10.4.1 The Contract constitutes the entire agreement between the parties and supersedes and extinguishes all previous agreements, promises, assurances, warranties, representations and understandings between them, whether written or oral, relating to its subject matter.
10.4.2 Each party acknowledges that in entering into the Contract it does not rely on, and shall have no remedies in respect of any statement, representation, assurance or warranty (whether made innocently or negligently) that is not set out in the Contract. Each party agrees that it shall have no claim for innocent or negligent misrepresentation or negligent misstatement based on any statement in the Contract.
10.5 Variation. Except as set out in these Conditions, no variation of the Contract shall be effective unless it is in writing and signed by the parties (or their authorised representatives).
10.6 Waiver. A waiver of any right or remedy under the Contract or by law is only effective if given in writing and shall not be deemed a waiver of any subsequent right or remedy. A failure or delay by a party to exercise any right or remedy provided under the Contract or by law shall not constitute a waiver of that or any other right or remedy, nor shall it prevent or restrict any further exercise of that or any other right or remedy. No single or partial exercise of any right or remedy provided under the Contract or by law shall prevent or restrict the further exercise of that or any other right or remedy.

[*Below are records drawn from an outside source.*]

Issue #4269, opened 2024-11-01
Update the website's accessibility statement


owenatgov:
## What and why
Update our [accessibility statement](https://design-system.service.gov.uk/accessibility-statement/) following work to address the 2024 DAC audit of the GOV.UK Design System website and our investigations revisiting known issues with vendors. Specific things for us to update are:

- the [Other identified and tracked accessibility concerns section](https://design-system.service.gov.uk/accessibility-statement/#other-identified-and-tracked-accessibility-concerns) where we can potentially remove or amend the 2 listed GOV.UK Frontend concerns and may want to add concerns for the website for issues we decided we weren't going to fix.
- anywhere on the site we mention WCAG 2.1 compliance, now that we can confidently say we're 2.2 compliant.

## Who needs to work on this
Accessibility specialist

## Who needs to review this
content designer

## Done when

- [x] Updates to do to the statement have been decided
- [x] Updates have been drafted
- [ ] Updates have been published

selfthinker:
PR created: https://github.com/alphagov/govuk-design-system/pull/4322

PR #4322, opened 2024-11-22
Update accessibility statement

selfthinker:
This updates the accessibility statement to:

* be up-to-date with latest audits
* refer to WCAG 2.2 instead of WCAG 2.1
* fix some links that were previously leading to GitHub labels that have since been renamed
* fix some stylistic issues:
  * add a heading for the "GOV.UK Design System website" section under "Preparation of this accessibility statement"
  * consistently use singular verb after "team"
  * and some other minor changes

This will close https://github.com/alphagov/govuk-design-system/issues/4269.

Before this can be merged, two things need to happen:

- [x] https://github.com/alphagov/govuk-design-system/pull/4290 needs to be merged (as that is an outstanding fix for a WCAG fail).
- [x] The sentence "It was last reviewed and updated on 27 November 2024." needs to reflect the date of the merge. (I just picked a date that is close to when the actual date might be.)

### DIFF
--- a/src/accessibility-statement.md
+++ b/src/accessibility-statement.md
@@ -1,6 +1,6 @@
 ---
 title: Accessibility statement
-description: accessibility in the GOV.UK Design System
+description: Accessibility in the GOV.UK Design System
 layout: layout-single-page-prose.njk
 ---
 
@@ -37,7 +37,7 @@ In this section, the team lists non-accessible content that has been reported, v
 - [GOV.UK Frontend Documentation Github repository](https://github.com/alphagov/govuk-frontend-docs)
 - [GOV.UK Frontend GitHub repository](https://github.com/alphagov/govuk-frontend)
 
-The team document WCAG 2.2 A and AA failures in two repositories under the ‘accessibility regulations failure’ issue label:
+The team documents WCAG 2.2 A and AA failures in two repositories under the ‘accessibility regulations failure’ issue label:
 
 - [GOV.UK Design System website label for accessibility regulations failures](https://github.com/alphagov/govuk-design-system/issues?q=is%3Aopen+is%3Aissue+label%3A%22accessibility+regulations+failure%22)
 - [GOV.UK Frontend codebase label for accessibility regulations failures](https://github.com/alphagov/govuk-frontend/issues?q=is%3Aopen+is%3Aissue+label%3A%22accessibility+regulations+failure%22)
@@ -58,10 +58,10 @@ The team does not have any content within these products outside the scope of th
 
 ### Other identified and tracked accessibility concerns
 
-In addition to non-compliant content, the team also track additional concerns about accessibility which:
+In addition to non-compliant content, the team also tracks additional concerns about accessibility which:
 
 - show strong evidence of being accessibility barriers
-- do not constitute a failure in one or more WCAG 2.2 Level AA criteria
+- do not constitute a failure in any WCAG 2.2 Level AA criteria
 - are not classified as non-compliance with the accessibility regulations
 - are determined as worth featuring in this accessibility statement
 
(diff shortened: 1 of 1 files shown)


src/accessibility-statement.md
```diff
@@ -58,42 +58,34 @@ The team does not have any content within these products outside the scope of th
...
 
-- [GOV.UK Design System website label for accessibility concerns](https://github.com/alphagov/govuk-design-system/labels/accessibility-concern)
-- [GOV.UK Frontend codebase label for accessibility concerns](https://github.com/alphagov/govuk-frontend/labels/accessibility-concern)
+- [GOV.UK Design System website label for accessibility concerns](https://github.com/alphagov/govuk-design-system/issues?q=is%3Aopen+is%3Aissue+label%3A%22accessibility+concern%22)
+- [GOV.UK Frontend codebase label for accessibility concerns](https://github.com/alphagov/govuk-frontend/issues?q=is%3Aopen+is%3Aissue+label%3A%22accessibility+concern%22)
 
-For the GOV.UK Design System website and the GOV.UK Frontend Documentation website, the team do not currently know of any additional accessibility concerns to add to this statement.
+For the GOV.UK Design System website and the GOV.UK Frontend Documentation website, the team does not currently know of any additional accessibility concerns to add to this statement.
 
 Additional accessibility concerns from the GOV.UK Frontend codebase include:
```
selfthinker, line 76: As mentioned in an internal chat, the two GitHub issues listed here say to "track our progress". But both of those issues are closed and there is not much to track. The only way to track is via looking at all the issues that are linking to it, so not very user-friendly. We should maybe try to adjust the language (and therefore expectations), or change the links to point to an issues that explains more and really tracks it.

src/accessibility-statement.md
```diff
@@ -58,42 +58,34 @@ The team does not have any content within these products outside the scope of th
...
-2.  [A bug within Dragon means no action is taken when trying to activate the file upload component](https://github.com/alphagov/reported-bugs/issues/35) through the command ‘click choose file’. This is a usability issue originating from the assistive technology. The team does not plan to fix this, as the assistive technology will need to resolve it. Track our progress on the [GitHub issue: ‘Upload file component doesn’t respond to ‘click choose file’ due to Dragon / browser bugs’](https://github.com/alphagov/govuk-frontend/issues/3686).
+1.  The details component does not work well with Dragon and older versions of VoiceOver. This is not an issue with our details component, but is a known issue with the assistive technology and the `<details>` HTML element. Track our progress on the [GitHub issue: ‘Details component does not work well with Dragon and VoiceOver’](https://github.com/alphagov/govuk-frontend/issues/3693).
```
selfthinker, line 77: As mentioned in an internal chat, the two GitHub issues listed here say to "track our progress". But both of those issues are closed and there is not much to track. The only way to track is via looking at all the issues that are linking to it, so not very user-friendly. We should maybe try to adjust the language (and therefore expectations), or change the links to point to an issues that explains more and really tracks it.

owenatgov: I think that makes sense. I'm not sure which issue is best to link to but maybe the wording could be something like:

>See the work we've done on this on the [Github issue etc etc]

Obviously needs more workshopping

owenatgov (commented):
Just leaving a comment that on first pass I don't see any issues 👍🏻

I won't approve until we've resolved the thing with github issues that you mentioned above

src/accessibility-statement.md
selfthinker: I have decided to keep the link but to add updated information to the issues these link to:
* https://github.com/alphagov/govuk-frontend/issues/3693#issuecomment-2520649411
* https://github.com/alphagov/govuk-frontend/issues/3686#issuecomment-2520657923

I think that means we can keep the way it is phrased now.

10.7 Severance. If any provision or part-provision of the Contract is or becomes invalid, illegal or unenforceable, it shall be deemed deleted, but that shall not affect the validity and enforceability of the rest of this agreement. If any provision or part-provision of this Contract deleted under this clause 11.7 the parties shall negotiate in good faith to agree a replacement provision that, to the greatest extent possible, achieves the intended commercial result of the original provision.

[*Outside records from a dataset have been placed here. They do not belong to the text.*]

PR #1770, opened 2019-02-21
[CCB] Enable interactions to be overridden by an example

jackgerrits:
This is a very trivial change enabling interactions to be overridden by an example. I'll follow this up with an object pooled approach. However I think the opt in approach here is good as it doesn't affect existing usage perfomance wise (except for one conditional).


JohnLangford:
Why not get rid of all.interactions?

jackgerrits:
This allows us to minimally affect the performance when the interactions are not overridden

10.8 Third party rights. Unless it expressly states otherwise, the Contract does not give rise to any rights under the Contracts (Rights of Third Parties) Act 1999 to enforce any term of the Contract.
10.9 Governing law. The Contract, and any dispute or claim (including non-contractual disputes or claims) arising out of or in connection with it or its subject matter or formation shall be governed by, and construed in accordance with the law of England and Wales.
10.10 Jurisdiction. Each party irrevocably agrees that the courts of England and Wales shall have exclusive jurisdiction to settle any dispute or claim (including non-contractual disputes or claims).